Assigned task - Can you restate the lines of the entries below, word for word, from the first one through the line that includes "g_autofree gchar *image_path"?

Dataset entries
PR #344, opened 2026-03-31
apply: Check the partition's free size of /boot before apply

starnight:
The systems which start before EOS 5.0.0 have only 250 MB ESP partition. However, the kernel & initramfs composed EFI image has grown to almost 100 MB. The PAYG system mounts ESP partition to /boot. The space is not enough to hold the 3rd EFI image for PAYG provisioned system in the ESP during OSTree deploying the new updated OSTree. So, here introduces `check_boot_free_space()` function to check the partition's free size of /boot in the early apply.

Delete one unused ostree deployment if the the partition's free size of /boot is not enough. The used ostree deployment could be **pending**, or **rollback** ostree deployment. But, prefer removing the **rollback** (older) over the **pending** deployment. Then, there should be enough free space for the new updated OSTree deployment.

https://phabricator.endlessm.com/T33799

### DIFF
--- a/eos-updater/apply.c
+++ b/eos-updater/apply.c
@@ -22,6 +22,9 @@
  *  - Vivek Dasmohapatra <vivek@etla.org>
  */
 
+#include <sys/stat.h>
+#include <sys/statvfs.h>
+#include <sys/utsname.h>
 #include <eos-updater/apply.h>
 #include <eos-updater/data.h>
 #include <eos-updater/object.h>
@@ -230,6 +233,69 @@ update_remote_branches (OstreeRepo   *repo,
 }
 
 static gboolean
+check_boot_free_space (gboolean *enough_space, GError **error)
+{
+  g_autofree gchar *cmdline = NULL;
+  struct statvfs boot_stat;
+  guint64 boot_free_bytes;
+  /* Default requirement: at least 100 MiB free on /boot */
+  guint64 boot_min_free_bytes = 100 * 1024 * 1024;
+  struct utsname uts;
+  struct stat image_stat;
+
+  *enough_space = TRUE;
+
+  /* Only check free space on provisioned PAYG systems, identified by the
+   * presence of "eospayg" in the kernel command line.
+   */
+  if (!g_file_get_contents ("/proc/cmdline", &cmdline, NULL, error))
+    return FALSE;
+
+  if (strstr (cmdline, "eospayg") == NULL)
+    return TRUE;
+
+  if (uname (&uts) == 0)
+    {
+      g_autofree gchar *image_path = g_strdup_printf ("/lib/modules/%s/payg-image.efi",
+                                                      uts.release);
+      if (stat (image_path, &image_stat) == 0)
+        {
+          /* Requirement is 1.1 times the current UKI image size */
+          boot_min_free_bytes = (guint64) (image_stat.st_size * 1.1);
+          g_debug ("PAYG image %s size is %" G_GUINT64_FORMAT " bytes, "
+                   "setting requirement to %" G_GUINT64_FORMAT " bytes",
+                   image_path, (guint64) image_stat.st_size, boot_min_free_bytes);
+        }
+      else
+        {
+          g_warning ("Could not stat %s: %s. Using default 100 MiB.",
+                     image_path, g_strerror (errno));
+        }
+    }
+
+  if (statvfs ("/boot", &boot_stat) != 0)
+    {
+      g_set_error (error, G_IO_ERROR, g_io_error_from_errno (errno),
+                   "Failed to check free space on /boot: %s",
+                   g_strerror (errno));
+      return FALSE;
+    }
+
+  boot_free_bytes = (guint64) boot_stat.f_bavail * (guint64) boot_stat.f_frsize;
+  g_message ("Free space on /boot: %" G_GUINT64_FORMAT " bytes", boot_free_bytes);
+
+  if (boot_free_bytes < boot_min_free_bytes)
+    {
+      *enough_space = FALSE;
+      g_warning ("Not enough free space on /boot: have %" G_GUINT64_FORMAT " bytes, "
+                 "need at least %" G_GUINT64_FORMAT " bytes",
+                 boot_free_bytes, boot_min_free_bytes);
+    }
+
+  return TRUE;
+}
+
+static gboolean
 apply_internal (ApplyData     *apply_data,
                 GCancellable  *cancellable,
                 GError       **error)
@@ -243,6 +309,7 @@ apply_internal (ApplyData     *apply_data,
   g_autoptr(GKeyFile) origin = NULL;
   g_autoptr(OstreeSysroot) sysroot = NULL;
   const gchar *osname = get_test_osname ();
+  gboolean enough_boot_space = TRUE;
   gboolean staged_deploy;
   g_autoptr(GError) local_error = NULL;
 
@@ -255,6 +322,13 @@ apply_internal (ApplyData     *apply_data,
     return FALSE;
   if (!ostree_sysroot_load (sysroot, cancellable, error))
     return FALSE;
+
+  /* Check that /boot has enough free space before deploying. */
+  if (!check_boot_free_space (&enough_boot_space, &local_error))
+    {
+      g_warning ("Failed to check free space on /boot: %s", local_error->message);
+      g_clear_error (&local_error);
+    }
 
   booted_deployment = eos_updater_get_booted_deployment_from_loaded_sysroot (sysroot,
                                                                              error);
--- a/eos-updater/apply.c
+++ b/eos-updater/apply.c
@@ -296,6 +296,48 @@ check_boot_free_space (gboolean *enough_space, GError **error)
 }
 
 static gboolean
+remove_one_unused_deployment (OstreeSysroot  *sysroot,
+                              GCancellable   *cancellable,
+                              GError        **error)
+{
+  g_autoptr(OstreeDeployment) pending = NULL;
+  g_autoptr(OstreeDeployment) rollback = NULL;
+  g_autoptr(GPtrArray) deployments = NULL;
+  OstreeDeployment *to_remove = NULL;
+
+  ostree_sysroot_query_deployments_for (sysroot, NULL, &pending, &rollback);
+
+  /* Prefer removing the rollback (older) over the pending deployment */
+  if (rollback != NULL)
+    to_remove = rollback;
+  else if (pending != NULL)
+    to_remove = pending;
+  else
+    {
+      g_set_error (error, G_IO_ERROR, G_IO_ERROR_NO_SPACE,
+                   "Not enough free space on /boot and no unused deployment to remove");
+      return FALSE;
+    }
+
+  g_message ("Removing %s deployment to free space on /boot: "
+             "OS name: %s, checksum: %s",
+             to_remove == rollback ? "rollback" : "pending",
+             ostree_deployment_get_osname (to_remove),
+             ostree_deployment_get_csum (to_remove));
+
+  deployments = ostree_sysroot_get_deployments (sysroot);
+  g_ptr_array_remove (deployments, to_remove);
+
+  if (!ostree_sysroot_write_deployments (sysroot, deployments, cancellable, error))
+    return FALSE;
+
+  if (!ostree_sysroot_cleanup (sysroot, cancellable, error))
+    return FALSE;
+
+  return TRUE;
+}
+
+static gboolean
 apply_internal (ApplyData     *apply_data,
                 GCancellable  *cancellable,
                 GError       **error)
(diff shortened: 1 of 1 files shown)


eos-updater/apply.c
```diff
@@ -229,6 +230,96 @@ update_remote_branches (OstreeRepo   *repo,
...
 }
 
+static gboolean
+check_boot_free_space (GError **error)
+{
+  g_autofree gchar *cmdline = NULL;
+  struct statvfs boot_stat;
+  guint64 boot_free_bytes;
+  /* Require at least 100 MiB free on /boot */
+  const guint64 boot_min_free_bytes = 100 * 1024 * 1024;
```
wjt: It seems wrong to hardcode this number. And if I understand correctly each UKI is now more than 100 MiB so it's not sufficient to have 100 MiB free on `/boot`. Can we not calculate how much space will be required precisely?

eos-updater/apply.c
```diff
@@ -256,6 +347,20 @@ apply_internal (ApplyData     *apply_data,
   if (!ostree_sysroot_load (sysroot, cancellable, error))
     return FALSE;
 
+  /* Check that /boot has enough free space before deploying. A new
+   * kernel/initramfs image may need to be written there. If not enough
+   * space is available, try to free some by removing an unused deployment.
+   */
+  if (!check_boot_free_space (error))
+    {
+      if (!g_error_matches (*error, G_IO_ERROR, G_IO_ERROR_NO_SPACE))
```
wjt: You don't know that this function was not called with `error` set to `NULL`. You should pass `&local_error` to `check_boot_free_space`, and propagate it to `error` if needed. However...

eos-updater/apply.c
```diff
@@ -256,6 +347,20 @@ apply_internal (ApplyData     *apply_data,
...
+        return FALSE;
+      g_clear_error (error);
+
+      if (!remove_one_unused_deployment (sysroot, cancellable, error))
+        return FALSE;
```
wjt: This patch would make the upgrade operation fail in many more cases than before, e.g.:

1. If `/boot` cannot be stat:ed for some reason
2. If removing the rollback deployment fails
3. etc.

I think that this check should never make the `apply` operation fail. At most it should log a warning. Otherwise, if there is some bug in the free-space-checking operation, then OS updates will never be applied, and we won't be able to fix the bug. It is better to allow Apply to proceed. (That's even true in the case where we believe that `/boot` is too full. We should still try to proceed - it's possible we are wrong.)

eos-updater/apply.c
```diff
@@ -229,6 +230,96 @@ update_remote_branches (OstreeRepo   *repo,
...
+  g_autoptr(GPtrArray) new_deployments = NULL;
+  OstreeDeployment *to_remove = NULL;
+
+  ostree_sysroot_query_deployments_for (sysroot, NULL, &pending, &rollback);
+
+  /* Prefer removing the rollback (older) over the pending deployment */
+  if (rollback != NULL)
+    to_remove = rollback;
+  else if (pending != NULL)
+    to_remove = pending;
```
wjt, line 314: Why would it help to remove the pending deployment? IIUC the ESP is only updated when the pending deployment is finalized (on shutdown). So it follows that an existing pending deployment can't be consuming any space on the ESP.

eos-updater/apply.c
```diff
@@ -229,6 +230,96 @@ update_remote_branches (OstreeRepo   *repo,
...
+  deployments = ostree_sysroot_get_deployments (sysroot);
+  new_deployments = g_ptr_array_new_with_free_func (g_object_unref);
+  for (guint i = 0; i < deployments->len; i++)
+    {
+      OstreeDeployment *d = deployments->pdata[i];
+      if (d != to_remove)
+        g_ptr_array_add (new_deployments, g_object_ref (d));
+    }
+
+  if (!ostree_sysroot_write_deployments (sysroot, new_deployments, cancellable, error))
```
wjt: I believe this will work:

```suggestion
  deployments = ostree_sysroot_get_deployments (sysroot);
  g_ptr_array_remove (deployments, to_remove);

  if (!ostree_sysroot_write_deployments (sysroot, deployments, cancellable, error))
```

eos-updater/apply.c
```diff
@@ -229,6 +230,96 @@ update_remote_branches (OstreeRepo   *repo,
   return TRUE;
 }
 
+static gboolean
+check_boot_free_space (GError **error)
```
wjt: I think it is confusing that the return value `FALSE` from this function can mean either "an actual error occurred" or "boot has insufficient space".

wjt (changes requested):

eos-updater/apply.c
starnight: It is hard to get the new update OSTree's UKI, because it has not deployed.  But, we can get current booted OSTree's UKI `/boot/ostree/eos-xxxx/payg-image-$(uname -r).efi`, which is copied from `/lib/modules/$(uname -r)/payg-image.efi`.  I think we can calculate the minimum size from the size of `/lib/modules/$(uname -r)/payg-image.efi` * 1.1.  The more 10% is for the potential UKI image growing size.

eos-updater/apply.c
starnight: After system boots up normally, current booted ostree deployment which is the default ostree deployment will has a leading star, and the previous ostree deployment will be tagged as **rollback**:
```
$ ostree admin status
* eos 64623165ae27033dad554e592e3cd455fcab2cae412b5cfb69483f4e48ad073c.0
    Version: 6.0.11~beta1
    origin refspec: eos:os/eos/amd64/latest3
    GPG: Signature made Mon 09 Mar 2026 02:43:17 PM CST using RSA key ID 9E08D8DABA02FC46
    GPG: Good signature from "EOS OSTree Signing Key 1 <pgp+eosk1@endlessos.org>"
    GPG: Key expires Fri 30 Jun 2034 12:18:11 AM CST
    GPG: Signature made Mon 09 Mar 2026 02:43:17 PM CST using RSA key ID FCF17B17F1F8E157
    GPG: Good signature from "EOS Flatpak Signing Key 1 <pgp+efsk1@endlessos.org>"
    GPG: Key expires Tue 27 May 2031 06:50:32 AM CST
  eos be0cc3bb68a385a8ab07bbaea41b3ea2c6a432802cc42a8cbd88323442354660.0 (rollback)
    Version: 6.0.10
    origin refspec: eos:os/eos/amd64/latest3
    GPG: Signature made Wed 28 Jan 2026 12:50:00 PM CST using RSA key ID 9E08D8DABA02FC46
    GPG: Good signature from "EOS OSTree Signing Key 1 <pgp+eosk1@endlessos.org>"
    GPG: Key expires Fri 30 Jun 2034 12:18:11 AM CST
    GPG: Signature made Wed 28 Jan 2026 12:50:00 PM CST using RSA key ID FCF17B17F1F8E157
    GPG: Good signature from "EOS Flatpak Signing Key 1 <pgp+efsk1@endlessos.org>"
    GPG: Key expires Tue 27 May 2031 06:50:32 AM CST
```

If system boots up with **rollback** ostree deployment, we will see star moves the original rollback ostree deployment for this boot, and the default ostree deployment becomes **pending** for the next boot.
```
$ ostree admin status
  eos 64623165ae27033dad554e592e3cd455fcab2cae412b5cfb69483f4e48ad073c.0 (pending)
    Version: 6.0.11~beta1
    origin refspec: eos:os/eos/amd64/latest3
    GPG: Signature made Mon 09 Mar 2026 02:43:17 PM CST using RSA key ID 9E08D8DABA02FC46
    GPG: Good signature from "EOS OSTree Signing Key 1 <pgp+eosk1@endlessos.org>"
    GPG: Key expires Fri 30 Jun 2034 12:18:11 AM CST
    GPG: Signature made Mon 09 Mar 2026 02:43:17 PM CST using RSA key ID FCF17B17F1F8E157
    GPG: Good signature from "EOS Flatpak Signing Key 1 <pgp+efsk1@endlessos.org>"
    GPG: Key expires Tue 27 May 2031 06:50:32 AM CST
* eos be0cc3bb68a385a8ab07bbaea41b3ea2c6a432802cc42a8cbd88323442354660.0
    Version: 6.0.10
    origin refspec: eos:os/eos/amd64/latest3
    GPG: Signature made Wed 28 Jan 2026 12:50:00 PM CST using RSA key ID 9E08D8DABA02FC46
    GPG: Good signature from "EOS OSTree Signing Key 1 <pgp+eosk1@endlessos.org>"
    GPG: Key expires Fri 30 Jun 2034 12:18:11 AM CST
    GPG: Signature made Wed 28 Jan 2026 12:50:00 PM CST using RSA key ID FCF17B17F1F8E157
    GPG: Good signature from "EOS Flatpak Signing Key 1 <pgp+efsk1@endlessos.org>"
    GPG: Key expires Tue 27 May 2031 06:50:32 AM CST

```

Both **pending** and **rollback** are deployed ostree deployments.  If here comes another new updated ostree deployment, it is tagged as **staged**, instead of **pending**, nor **rollback**.  After `eos-updater-ctl apply`, the **staged** one is deployed and shows up, but has not been finalized.  System cannot undeploy current booted ostree deployment, only **unused** deployment.  So, the **unused** deployment must be either **rollback**, or **pending**.

starnight: The behavior of undeploying unused ostree deployment follows `ostree admin upgrade`.

eos-updater/apply.c
starnight: Thanks for guiding the glib's error design! :)

Fixed in the new commits.

eos-updater/apply.c
starnight: Modified as the new commits.

eos-updater/apply.c
starnight: Nice!  Thanks!

eos-updater/apply.c
starnight: The new commit passes argument enough_space into `check_boot_free_space()` to get the information.

eos-updater/apply.c
```diff
@@ -256,6 +365,28 @@ apply_internal (ApplyData     *apply_data,
...
 
+  /* Check that /boot has enough free space before deploying. A new
+   * kernel/initramfs image may need to be written there. If not enough
+   * space is available, try to free some by removing an unused deployment.
+   */
+  if (!check_boot_free_space (&enough_boot_space, &local_error))
+    {
+      g_propagate_error (error, g_steal_pointer (&local_error));
+      g_warning ("%s", local_error->message);
+      g_clear_error (&local_error);
```
wjt: This is guaranteed to crash because `g_steal_pointer (&local_error)` assigns `NULL` to `local_error`, so `local_error->message` will dereference a `NULL` pointer. Please test this code path.

```suggestion
      g_warning ("Failed to check for free space: %s", local_error->message);
      g_propagate_error (error, g_steal_pointer (&local_error));
```

wjt (changes requested):

eos-updater/apply.c
starnight: Check [g_steal_pointer()](https://docs.gtk.org/glib/func.steal_pointer.html)'s description:
> Sets pp to NULL, returning the value that was there before.

Wow!  It is not simply returning the pointer.  Thanks for the hint!

starnight: It is a hard to test the code path get into this if yes condition.  `check_boot_free_space()` only returns **false** when there is no `/proc/cmdline`, or no `/boot`.

But, normal path works.

starnight: Fixed as the new commit.

eos-updater/apply.c
```diff
@@ -256,6 +365,27 @@ apply_internal (ApplyData     *apply_data,
...
     return FALSE;
 
+  /* Check that /boot has enough free space before deploying. A new
+   * kernel/initramfs image may need to be written there. If not enough
+   * space is available, try to free some by removing an unused deployment.
+   */
+  if (!check_boot_free_space (&enough_boot_space, &local_error))
+    {
+      g_warning ("%s", local_error->message);
+      g_propagate_error (error, g_steal_pointer (&local_error));
```
wjt: Sorry to not notice this in the previous round but this is still incorrect. Setting `error` here without early-returning from the function means that if `ostree_sysroot_stage_tree` fails, `error` will already have been filled in: incorrect behaviour.

Since we are ignoring the error we should just free it and continue:

```suggestion
      g_clear_error (&local_error);
```

eos-updater/apply.c
```diff
@@ -256,6 +365,27 @@ apply_internal (ApplyData     *apply_data,
   if (!ostree_sysroot_load (sysroot, cancellable, error))
     return FALSE;
 
+  /* Check that /boot has enough free space before deploying. A new
+   * kernel/initramfs image may need to be written there. If not enough
+   * space is available, try to free some by removing an unused deployment.
+   */
+  if (!check_boot_free_space (&enough_boot_space, &local_error))
+    {
+      g_warning ("%s", local_error->message);
```
wjt:
```suggestion
      g_warning ("Failed to check free space on /boot: %s", local_error->message);
```

wjt (changes requested):
Sure, it's not trivial to  test but also not impossible: rename `/boot`? Overmount something on `/proc` that hides `/proc/cmdline`? Temporarily patch the code to read the wrong paths?

eos-updater/apply.c
starnight: Thanks!  And, fixed.

eos-updater/apply.c
starnight: Thanks!  And, fixed.

wjt (approved):

wjt:
I notice that this is targeting `eos6.0`. What is the plan for the `master` branch?

starnight:
These commits will be cherry-picked to master branch, too.  I make them on top of eos6.0 for having the CI build simply.  We disabled EOS master packages' legacy CI build for EOS 7, due to different packaging systems. https://github.com/endlessm/eos-build-meta/issues/85

starnight:
Thanks for the approvement. I'm going to merge it.

starnight:
Synchronized between master and eos6.0 branches.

Answer -
PR #344, opened 2026-03-31
apply: Check the partition's free size of /boot before apply

starnight:
The systems which start before EOS 5.0.0 have only 250 MB ESP partition. However, the kernel & initramfs composed EFI image has grown to almost 100 MB. The PAYG system mounts ESP partition to /boot. The space is not enough to hold the 3rd EFI image for PAYG provisioned system in the ESP during OSTree deploying the new updated OSTree. So, here introduces `check_boot_free_space()` function to check the partition's free size of /boot in the early apply.

Delete one unused ostree deployment if the the partition's free size of /boot is not enough. The used ostree deployment could be **pending**, or **rollback** ostree deployment. But, prefer removing the **rollback** (older) over the **pending** deployment. Then, there should be enough free space for the new updated OSTree deployment.

https://phabricator.endlessm.com/T33799

### DIFF
--- a/eos-updater/apply.c
+++ b/eos-updater/apply.c
@@ -22,6 +22,9 @@
  *  - Vivek Dasmohapatra <vivek@etla.org>
  */
 
+#include <sys/stat.h>
+#include <sys/statvfs.h>
+#include <sys/utsname.h>
 #include <eos-updater/apply.h>
 #include <eos-updater/data.h>
 #include <eos-updater/object.h>
@@ -230,6 +233,69 @@ update_remote_branches (OstreeRepo   *repo,
 }
 
 static gboolean
+check_boot_free_space (gboolean *enough_space, GError **error)
+{
+  g_autofree gchar *cmdline = NULL;
+  struct statvfs boot_stat;
+  guint64 boot_free_bytes;
+  /* Default requirement: at least 100 MiB free on /boot */
+  guint64 boot_min_free_bytes = 100 * 1024 * 1024;
+  struct utsname uts;
+  struct stat image_stat;
+
+  *enough_space = TRUE;
+
+  /* Only check free space on provisioned PAYG systems, identified by the
+   * presence of "eospayg" in the kernel command line.
+   */
+  if (!g_file_get_contents ("/proc/cmdline", &cmdline, NULL, error))
+    return FALSE;
+
+  if (strstr (cmdline, "eospayg") == NULL)
+    return TRUE;
+
+  if (uname (&uts) == 0)
+    {
+      g_autofree gchar *image_path = g_strdup_printf ("/lib/modules/%s/payg-image.efi",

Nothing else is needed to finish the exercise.